<<<<

PR #538, opened 2025-01-31
[ECO-2721] Fix SDK timeout error

CRBl69:
# Description

The SDK tests often fail due to a timeout.

This PR fixes that

# Testing

See SDK tests pass 100% of the time

# Checklist


xbtmatt:
Looking over the SDK test actions for the past 3-4 days, it looks like this issue has finally been resolved with the recent fix! If it starts happening again we can open another PR but this seems to be resolved now.

PR #542, opened 2025-02-03
[ECO-2735] Update GitHub action to parallelize multi-platform build on ARM runner

alnoki:
# Description

- [x] Per https://github.com/econia-labs/cloud-infra/pull/20, update the `push-broker.yaml` action to parallelize across the new GitHub actions ARM runners
- [x] Bump `rust-builder` version number

# Testing

- [ ] Successfully push new tags once https://github.com/econia-labs/aptos-indexer-processors/pull/82 merges, with bumped submodule


.github/workflows/push-broker.yaml
```diff
@@ -2,64 +2,82 @@
...
+        REPO_NAME="emojicoin-dot-fun-indexer-broker"
+        BASE_URL="https://hub.docker.com/v2/repositories/\
+        ${DOCKER_ORG}/\
+        ${REPO_NAME}/\
+        tags"
+        BASE_URL=$(echo "$BASE_URL" | tr -d ' ')
+        echo "url=$BASE_URL" >> "$GITHUB_OUTPUT"
+    - name: 'Append ARM images to AMD manifest, remove old ARM images'
+      # Loop over all the AMD64 tags and append the ARM64 tags to the manifest,
+      # then delete the old ARM64 tags from Docker Hub.
```
xbtmatt, line 69: How come you loop over all the AMD64 tags? Why not just for this image? Or am I misunderstanding

.github/workflows/push-broker.yaml
```diff
@@ -2,64 +2,82 @@
...
       run: |
-        echo "${{ steps.metadata.outputs.tags }}" | while read -r tag; do
+        echo "${{ needs.build.outputs.amd64-tags }}" | while read -r tag; do
         if [ ! -z "$tag" ]; then
-        docker buildx imagetools create --append -t "$tag" "${tag}-arm64"
+        docker buildx imagetools create --append -t "$tag" "$tag-arm64"
+        VERSION=$(echo "$tag" | cut -d':' -f2)
+        curl -X DELETE \
+        -H "Authorization: JWT ${{ secrets.DOCKERHUB_TOKEN }}" \
+        "${{ steps.base-url.outputs.url }}/${VERSION}-arm64/"
```
xbtmatt, line 77: I think the safest solution here to pass the secret here is [through an environment variable](https://docs.github.com/en/actions/security-for-github-actions/security-guides/using-secrets-in-github-actions#example-using-bash), otherwise `curl` + actions logs could accidentally leak the token

CRBl69: I think GitHub automatically censors secrets in output logs.

alnoki: Actually now that I'm looking through the [docs](https://docs.github.com/en/actions/security-for-github-actions/security-guides/using-secrets-in-github-actions#example-using-bash), it looks like the recommendation of an environment variable was mainly just to avoid quoting issues:

> If you must pass secrets within a command line, then enclose them within the proper quoting rules. Secrets often contain special characters that may unintentionally affect your shell. To escape these special characters, use quoting with your environment variables. For example:

.github/workflows/push-broker.yaml
alnoki: @xbtmatt there are multiple generated Docker image tags: the one from the git tag, e.g. `6.0.2`, and `latest`

This merges images from `6.0.2-arm64` *and* `latest-arm64`

.github/workflows/push-broker.yaml
alnoki: Per @CRBl69 , consider using `curl -H @headers.txt https://example.com`

alnoki: @xbtmatt addressed as of beef903d

xbtmatt (approved):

>>>>

→ YOUR ASSIGNMENT:
From the entries above, give again exactly the lines running from the line with "If you must" to the line with "alnoki: @xbtmatt there"; include both of those lines.

→ ANSWER BELOW:
> If you must pass secrets within a command line, then enclose them within the proper quoting rules. Secrets often contain special characters that may unintentionally affect your shell. To escape these special characters, use quoting with your environment variables. For example:

.github/workflows/push-broker.yaml
alnoki: @xbtmatt there are multiple generated Docker image tags: the one from the git tag, e.g. `6.0.2`, and `latest`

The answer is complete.